Also, please forgive me for not using your variable names as I found them confusing (easy to modify the entire result by just changing them to your names).

Note: we are going to save the integration limits to the end for ease.

So, doing IBP twice yileds:

$$\int e^{ax}\sin(bx)dx = \frac{1}{a}e^{ax}\sin(bx) - \frac{b}{a}\left(\frac{1}{a}e^{ax}\cos(bx) + \frac{b}{a}\int e^{ax}\cos(bx)\,dx\right).$$

Multiplying out you get $$\int e^{ax}\sin(bx)\,dx = \frac{1}{a}e^{ax}\sin(bx) - \frac{b}{a^2}e^{ax}\cos(bx) - \frac{b^2}{a^2}\int e^{ax}\cos(bx)\,dx.$$ At this point, you should move that last integral on the right hand side to the left hand side and "leave oout" the constant of integration on the right (because we'll use limits at the end as noted earlier).

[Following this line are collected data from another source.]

PR #426, opened 2015-10-14
Adding three WebSocket streaming scenario tests.

StephenBonikowsky:
* Fixed one issue where a timeout in the WebSocketTransportDuplexSessionChannel class was not being set.
* Ran into another problem, opened issue 424
* These tests run and pass on desktop using the Bridge.
* These tests are a partial fix of issue 384
* Placing these tests in a new folder called "Extensibility" based on the logic used for locating previously released WCF Samples.
* Opened issue 425 to move other WebSocket tests to this location
* The new Contracts include operations not used by current set of tests, leaving as is because forthcoming tests will use these operations.
* Removed and sorted using statements wherever I saw that it needed it.


src/System.Private.ServiceModel/tests/Common/Scenarios/ScenarioTestHelpers.cs
```diff
@@ -1,18 +1,24 @@
 ﻿// Copyright (c) Microsoft. All rights reserved.
 // Licensed under the MIT license. See LICENSE file in the project root for full license information.
 
+using Infrastructure.Common;
 using System;
```
roncain: Nit: we normally put all the System ones first, then all the other ones, even though that is not alphabetical.

src/System.Private.ServiceModel/tests/Common/Scenarios/project.json
```diff
@@ -6,7 +6,9 @@
     "System.ServiceModel.Primitives": "4.0.1-beta-*",
     "System.ServiceModel.Security": "4.0.1-beta-*",
     "xunit": "2.1.0",
-    "xunit.netcore.extensions": "1.0.0-prerelease-*"
+    "xunit.netcore.extensions": "1.0.0-prerelease-*",
+	"System.Threading": "4.0.10",
```
roncain: Nit: we normally keep these alphabetized

src/System.Private.ServiceModel/tests/Scenarios/Extensibility/WebSockets/Extensibility.WebSockets.Tests.csproj
```diff
@@ -0,0 +1,41 @@
+<?xml version="1.0" encoding="utf-8"?>
+<Project ToolsVersion="4.0" DefaultTargets="Build" xmlns="http://schemas.microsoft.com/developer/msbuild/2003">
```
roncain: Just a reminder -- we will need an equivalent wrapper .csproj for ToF checked into TFS so this will get run in ToF

src/System.Private.ServiceModel/tests/Common/Scenarios/ScenarioTestTypes.cs
```diff
@@ -909,3 +910,172 @@ public void OnDataContractPingCallback(ComplexCompositeTypeDuplexCallbackOnly da
...
+    }
+
+    public override void Write(byte[] buffer, int offset, int count)
+    {
+        throw new NotImplementedException();
+    }
+}
+
+public class ClientReceiver : IPushCallback
+{
```
roncain: I recommend this class implement IDisposable and explicitly dispose its ManualResetEvents.  That means the tests would need to use "using" statements or do it in the finally block.

src/System.Private.ServiceModel/tests/Scenarios/Extensibility/WebSockets/WebSocketTests.cs
```diff
@@ -0,0 +1,234 @@
...
+
+                do
+                {
+                    readResult = stream.Read(buffer, 0, buffer.Length);
+                }
+                while (readResult != 0);
+            }
+
+            uploadStream = new FlowControlledStream();
+            uploadStream.ReadThrottle = TimeSpan.FromMilliseconds(500);
```
roncain: FlowControlledStream is a Stream which is IDisposable.  So it should be put in a 'using' or disposed in the finally block

src/System.Private.ServiceModel/tests/Scenarios/Extensibility/WebSockets/WebSocketTests.cs
```diff
@@ -0,0 +1,234 @@
...
+            // *** EXECUTE *** \\
+            using (Stream stream = client.DownloadStream())
+            {
+                int readResult;
+                // Read from the stream, 1000 bytes at a time.
+                byte[] buffer = new byte[1000];
+                do
+                {
+                    readResult = stream.Read(buffer, 0, buffer.Length);
+                }
```
roncain: Question only: Can this synchronous Stream.Read block forever in any error conditions?  Just checking if we need to think about an async read with a timeout or something like that.

src/System.Private.ServiceModel/tests/Scenarios/Extensibility/WebSockets/WebSocketTests.cs
```diff
@@ -0,0 +1,234 @@
...
+            client.UploadStream(uploadStream);
+            client.StartPushingStream();
+            // Wait for the callback to get invoked before telling the service to stop streaming.
+            // This ensures we can read from the stream on the callback while the NCL layer at the service
+            // is still writing the bytes from the stream to the wire.  
+            // This will deadlock if the transfer mode is buffered because the callback will wait for the
+            // stream, and the NCL layer will continue to buffer the stream until it reaches the end.
+
+            clientReceiver.ReceiveStreamInvoked.WaitOne();
+            clientReceiver.ReceiveStreamInvoked.Reset();
```
roncain: I don't we should have any infinite WaitOne() calls in case a test failure.  Recommend using ScenarioTestHelpers.MaxTestTimeout.  And also checking the return value of WaitOne, where a 'false' means it timed out.

src/System.Private.ServiceModel/tools/test/SelfHostWcfService/TestResources/WebSocketHttpsResource.cs
```diff
@@ -0,0 +1,47 @@
...
+
+using System.ServiceModel;
+using System.ServiceModel.Channels;
+using WcfService.CertificateResources;
+using WcfTestBridgeCommon;
+
+namespace WcfService.TestResources
+{
+    internal abstract class WebSocketHttpsDuplexBinaryStreamed : EndpointResource<WSDuplexService, IWSDuplexService>
+    {
```
roncain: Recommend the name of the file match the name of the class.

src/System.Private.ServiceModel/tools/test/SelfHostWcfService/TestResources/WebSocketResources.cs
```diff
@@ -47,4 +42,54 @@ protected override Binding GetBinding()
             return binding;
         }
     }
+
```
roncain: Nit: I kind of prefer a file per class, though I know we already violate that practice.  Better discovery.  Not a required change, just a suggestion if you refactor things.

src/System.Private.ServiceModel/tools/test/SelfHostWcfService/TestResources/WebSocketResources.cs
```diff
@@ -47,4 +42,54 @@ protected override Binding GetBinding()
...
+        protected override int GetPort(ResourceRequestContext context)
+        {
+            return context.BridgeConfiguration.BridgeWebSocketPort;
+        }
+
+        protected override string Address { get { return "WebSocketHttpDuplexBinaryStreamed"; } }
+
+        protected override Binding GetBinding()
+        {
+            int DefaultMaxReceivedMessageSize = 64 * 1024 * 1024;
```
roncain: Nit: this number keeps showing up, so maybe it's time to go into a Constants file somewhere.

src/System.Private.ServiceModel/tools/test/SelfHostWcfService/TestResources/WebSocketResources.cs
```diff
@@ -47,4 +42,54 @@ protected override Binding GetBinding()
...
+    {
+        protected override string Protocol { get { return BaseAddressResource.Http; } }
+
+        protected override int GetPort(ResourceRequestContext context)
+        {
+            return context.BridgeConfiguration.BridgeWebSocketPort;
+        }
+
+        protected override string Address { get { return "WebSocketHttpRequestReplyBinaryStreamed"; } }
+
```
roncain: Suggestion only: I see several Address overrides return a literal string that matches their class name.  It might be more maintainable to return this.GetType().Name() from the base class implementation of Address.  That way, most classes would not need to override it.

src/System.Private.ServiceModel/tools/test/SelfHostWcfService/WSDuplexService.cs
```diff
@@ -0,0 +1,198 @@
...
+
+namespace WcfService
+{
+    [ServiceBehavior(InstanceContextMode = InstanceContextMode.Single, ConcurrencyMode = ConcurrencyMode.Reentrant)]
+    public class WSDuplexService : IWSDuplexService
+    {
+        private string ContentToReplace = "ContentToReplace";
+        private string ResponseReplaceThisContent = "ResponseReplaceThisContent";
+        private string ReplacedContent = "ReplacedContent";
+        private string LastMessage = "LastMessage";
```
roncain: Nit: these should probably be 'const' or 'static readonly' strings.

src/System.Private.ServiceModel/tools/test/SelfHostWcfService/WSDuplexService.cs
```diff
@@ -0,0 +1,198 @@
...
+        static Random rand = new Random(seed);
+
+        static FlowControlledStream localStream;
+
+        public void UploadData(string data)
+        {
+            if (data.Contains(ContentToReplace) || data.Contains(ReplacedContent) || data.Contains(ResponseReplaceThisContent))
+            {
+                log.Add(string.Format("UploadData received {0}", data));
+            }
```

Moving the last integral to the left hand side, you get $$\left(1 + \frac{b^2}{a^2}\right)\int e^{ax}\sin(bx)\,dx = \frac{1}{a}e^{ax}\sin(bx) - \frac{b}{a^2}e^{ax}\cos(bx).$$

Now, $\displaystyle 1 + \frac{b^2}{a^2} = \frac{a^2+b^2}{a^2}$, and we want to clear this from the left side, so multiply both sides by the reciprocal, that is by, $\displaystyle \frac{a^2}{a^2+b^2}$.

If you do that, from $$\frac{a^2+b^2}{a^2}\int e^{ax}\sin(bx)\,dx = \frac{1}{a}e^{ax}\sin(bx) - \frac{b}{a^2}e^{ax}\cos(bx),$$ multiplying both sides by $\frac{a^2}{a^2+b^2}$, we get: $$\tag 1 \int e^{ax}\sin(bx)\,dx = \frac{a}{a^2+b^2}e^{ax}\sin(bx) - \frac{b}{a^2+b^2}e^{ax}\cos(bx).$$

Now, we just need to deal with the RHS of $(1)$ with the limits from $\Pi$ to $0$.

So we have:

$\displaystyle \frac{a}{a^2+b^2}e^{ax}\sin(bx) - \frac{b}{a^2+b^2}e^{ax}\cos(bx)$ evaluated at $\pi$, yields: $\displaystyle \frac{a}{a^2+b^2} e^{a \pi}(a \sin b \pi - b \cos b \pi)$

Of course, $\sin b \pi= 0$ for all $b$ (odd or even) and $\cos b \pi = \pm 1$ (depending on parity of b, that is $-1$ if $b$ is odd and is $+1$ if b is even, so we will account for this by using $(-1)^b$).

$\displaystyle \frac{a}{a^2+b^2}e^{ax}\sin(bx) - \frac{b}{a^2+b^2}e^{ax}\cos(bx)$ evaluated at $0$, yields: $\frac{a}{a^2+b^2} (0 - b).$

Subtracting these expressions (because we are doing over limits $\pi$ and $0$), yields:

$\displaystyle \frac{a}{a^2+b^2}e^{ax}\sin(bx) - \frac{b}{a^2+b^2}e^{ax}\cos(bx)|{_0^\pi} = \frac{b}{a^2+b^2}\left(1 - (-1)^b e^{a \pi}\right)$.

The desired result.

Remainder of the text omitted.